TASK TO CARRY OUT: Go through the data below. Pull out every line that has the word "backport".

Extracted data entries
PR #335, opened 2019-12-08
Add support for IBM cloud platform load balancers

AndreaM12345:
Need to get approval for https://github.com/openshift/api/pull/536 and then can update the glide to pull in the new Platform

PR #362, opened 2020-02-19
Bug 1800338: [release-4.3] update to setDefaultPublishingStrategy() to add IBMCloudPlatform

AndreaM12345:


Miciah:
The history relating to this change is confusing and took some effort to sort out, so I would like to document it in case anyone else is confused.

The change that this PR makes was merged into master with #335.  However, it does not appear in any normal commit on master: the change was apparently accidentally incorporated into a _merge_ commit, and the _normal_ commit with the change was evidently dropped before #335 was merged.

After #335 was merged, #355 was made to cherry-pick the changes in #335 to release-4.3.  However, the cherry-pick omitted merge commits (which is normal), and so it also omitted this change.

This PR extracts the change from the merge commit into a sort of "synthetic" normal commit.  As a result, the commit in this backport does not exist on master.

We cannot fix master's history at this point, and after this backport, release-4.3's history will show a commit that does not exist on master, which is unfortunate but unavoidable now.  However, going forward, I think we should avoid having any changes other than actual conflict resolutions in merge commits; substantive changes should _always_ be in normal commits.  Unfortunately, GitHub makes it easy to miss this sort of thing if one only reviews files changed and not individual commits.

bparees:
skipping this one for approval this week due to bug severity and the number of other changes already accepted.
==
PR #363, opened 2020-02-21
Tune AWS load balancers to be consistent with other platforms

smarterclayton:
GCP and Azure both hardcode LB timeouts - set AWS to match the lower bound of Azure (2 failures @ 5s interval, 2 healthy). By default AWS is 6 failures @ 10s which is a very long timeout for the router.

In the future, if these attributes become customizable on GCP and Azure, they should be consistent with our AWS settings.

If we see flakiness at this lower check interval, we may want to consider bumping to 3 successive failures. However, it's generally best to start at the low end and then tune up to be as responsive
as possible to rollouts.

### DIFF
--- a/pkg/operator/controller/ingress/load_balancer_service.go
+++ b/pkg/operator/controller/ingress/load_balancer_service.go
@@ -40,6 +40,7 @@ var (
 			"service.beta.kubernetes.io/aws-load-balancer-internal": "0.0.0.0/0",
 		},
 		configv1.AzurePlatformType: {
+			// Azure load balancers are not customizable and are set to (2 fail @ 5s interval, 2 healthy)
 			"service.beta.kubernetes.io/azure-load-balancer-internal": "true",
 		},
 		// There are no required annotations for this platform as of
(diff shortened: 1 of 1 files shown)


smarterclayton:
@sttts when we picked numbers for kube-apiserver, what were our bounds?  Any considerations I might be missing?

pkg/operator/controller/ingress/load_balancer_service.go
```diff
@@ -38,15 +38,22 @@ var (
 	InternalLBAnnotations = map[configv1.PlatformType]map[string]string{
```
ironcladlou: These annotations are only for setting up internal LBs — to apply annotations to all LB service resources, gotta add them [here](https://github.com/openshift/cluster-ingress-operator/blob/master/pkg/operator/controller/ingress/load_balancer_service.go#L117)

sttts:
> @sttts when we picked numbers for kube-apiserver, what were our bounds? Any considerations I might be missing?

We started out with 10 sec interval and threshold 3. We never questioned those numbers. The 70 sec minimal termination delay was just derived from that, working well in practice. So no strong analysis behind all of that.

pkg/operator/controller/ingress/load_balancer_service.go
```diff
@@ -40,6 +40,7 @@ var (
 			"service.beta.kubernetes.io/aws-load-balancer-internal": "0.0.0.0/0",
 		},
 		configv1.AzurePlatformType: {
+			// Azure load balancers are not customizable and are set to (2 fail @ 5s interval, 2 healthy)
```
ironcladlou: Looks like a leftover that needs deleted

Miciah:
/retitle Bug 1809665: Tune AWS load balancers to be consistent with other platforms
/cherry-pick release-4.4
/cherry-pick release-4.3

WRITTEN RESPONSE:
This PR extracts the change from the merge commit into a sort of "synthetic" normal commit.  As a result, the commit in this backport does not exist on master.
We cannot fix master's history at this point, and after this backport, release-4.3's history will show a commit that does not exist on master, which is unfortunate but unavoidable now.  However, going forward, I think we should avoid having any changes other than actual conflict resolutions in merge commits; substantive changes should _always_ be in normal commits.  Unfortunately, GitHub makes it easy to miss this sort of thing if one only reviews files changed and not individual commits.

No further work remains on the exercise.